*WHAT THE EXERCISE ASKS*
Restrict the output to the lines below starting at the one that contains "to reflect that." and ending at the one that contains "Could you also", and restate them word for word, both ends included.

[Stored items]
PR #579, opened 2016-09-12
COMP: Fix windows compilation with Slicer_BUILD_PARAMETERSERIALIZER_S…

vovythevov:
…UPPORT

The JsonCpp_LIBRARY needs to be passed to SlicerExecutionModel as a
CMAKE_ARGS because it contains the result of the ${CMAKE_CFG_INTDIR}
variable that needs to be evaluated.

cc: @jcfr, @lassoan

### DIFF
--- a/SuperBuild/External_SlicerExecutionModel.cmake
+++ b/SuperBuild/External_SlicerExecutionModel.cmake
@@ -22,10 +22,11 @@ endif()
 
 if(NOT DEFINED SlicerExecutionModel_DIR AND NOT ${CMAKE_PROJECT_NAME}_USE_SYSTEM_${proj})
 
-  set(EXTERNAL_PROJECT_OPTIONAL_ARGS)
+  set(EXTERNAL_PROJECT_OPTIONAL_CMAKE_CACHE_ARGS)
+  set(EXTERNAL_PROJECT_OPTIONAL_CMAKE_ARGS)
 
   if(APPLE)
-    list(APPEND EXTERNAL_PROJECT_OPTIONAL_ARGS
+    list(APPEND EXTERNAL_PROJECT_OPTIONAL_CMAKE_CACHE_ARGS
       -DSlicerExecutionModel_DEFAULT_CLI_EXECUTABLE_LINK_FLAGS:STRING=-Wl,-rpath,@loader_path/../../../
       )
   endif()
@@ -36,7 +37,7 @@ if(NOT DEFINED SlicerExecutionModel_DIR AND NOT ${CMAKE_PROJECT_NAME}_USE_SYSTEM
 
   macro(_set var type value)
     set(${var} ${value})
-    list(APPEND EXTERNAL_PROJECT_OPTIONAL_ARGS
+    list(APPEND EXTERNAL_PROJECT_OPTIONAL_CMAKE_CACHE_ARGS
       -D${var}:${type}=${value}
       )
   endmacro()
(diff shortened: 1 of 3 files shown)


SuperBuild/External_SlicerExecutionModel.cmake
```diff
@@ -56,9 +56,14 @@ if(NOT DEFINED SlicerExecutionModel_DIR AND NOT ${CMAKE_PROJECT_NAME}_USE_SYSTEM
...
-    _set(JsonCpp_INCLUDE_DIR PATH ${JsonCpp_INCLUDE_DIR})
-    _set(JsonCpp_LIBRARY PATH ${JsonCpp_LIBRARY})
     _set(ParameterSerializer_DIR PATH ${ParameterSerializer_DIR})
+    _set(JsonCpp_INCLUDE_DIR PATH ${JsonCpp_INCLUDE_DIR})
+
+    # JsoncCpp_LIBRARY needs to be added as a CMAKE_ARGS because it contains an
+    # expression that needs to be evaluated
+    list(APPEND EXTERNAL_PROJECT_OPTIONAL_ARGS
+      CMAKE_ARGS -DJsonCpp_LIBRARY:PATH=${JsonCpp_LIBRARY}
+      )
```
jcfr: Nice. This will indeed fix the problem.

But I would prefer that you:
1. Rename `EXTERNAL_PROJECT_OPTIONAL_ARGS` to `EXTERNAL_PROJECT_OPTIONAL_CMAKE_CACHE_ARGS` like it is done in `External_ITKv4.cmake`
2. set `EXTERNAL_PROJECT_OPTIONAL_CMAKE_ARGS` to an empty string outside of the `if`, append optonal args to it. Then, just before the call to `ExternalProject_Add`, you woud do:

```
# Note: Remove this block if non optional CMAKE_ARGS are added to ExternalProject_Add.
if(NOT EXTERNAL_PROJECT_OPTIONAL_CMAKE_ARGS STREQUAL "")
  set(EXTERNAL_PROJECT_OPTIONAL_CMAKE_ARGS
    CMAKE_ARGS
    ${EXTERNAL_PROJECT_OPTIONAL_CMAKE_ARGS})
endif()
```

Doing so will make the code easier to maintain.

Thanks

vovythevov:
@jcfr: Thanks for your suggestion. I was going for the smallest change possible but I like your suggestion better. I updated the commit to reflect that.

jcfr:
:+1: 

Could  you also consider re-setting the Slicer_BUILD_PARAMETERSERIALIZER_SUPPORT to 1 ?

jcfr:
> Could you also consider re-setting the Slicer_BUILD_PARAMETERSERIALIZER_SUPPORT to 1 ? 

After confirming it addresses the problem reported by @lassoan  ...

lassoan:
Thank you! When you test this, delete at least the Slicer-build directory to make sure the build doesn't succeed because of leftover files from previous builds.

vovythevov:
@jcfr, @lassoan: Integrated in [r25351](http://viewvc.slicer.org/viewvc.cgi/Slicer4?view=revision&revision=25351), [r25352](http://viewvc.slicer.org/viewvc.cgi/Slicer4?view=revision&revision=25352) and [r25353](http://viewvc.slicer.org/viewvc.cgi/Slicer4?view=revision&revision=25353)

jcfr:
Very nice :+1:  also thanks for fixing the test 


Nitpick / Note for later:

* Serialization  != Serialazation 

* first 7 chars of SHA are sufficient. Both `5d0b7e07df4ea0b3be00c11d8200166c0f135b2e` and `5d0b7e0` render as 5d0b7e0

* In Slicer commit message, I usually do not reference SHA1 of Slicer ... since when we will transition to git only, we will most-likely rewrite the history, they will become invalid. That said, during the transition, we will also fix such references ...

*SOLUTION FOR THIS EXERCISE*
@jcfr: Thanks for your suggestion. I was going for the smallest change possible but I like your suggestion better. I updated the commit to reflect that.

jcfr:
:+1: 

Could  you also consider re-setting the Slicer_BUILD_PARAMETERSERIALIZER_SUPPORT to 1 ?

jcfr:
> Could you also consider re-setting the Slicer_BUILD_PARAMETERSERIALIZER_SUPPORT to 1 ? 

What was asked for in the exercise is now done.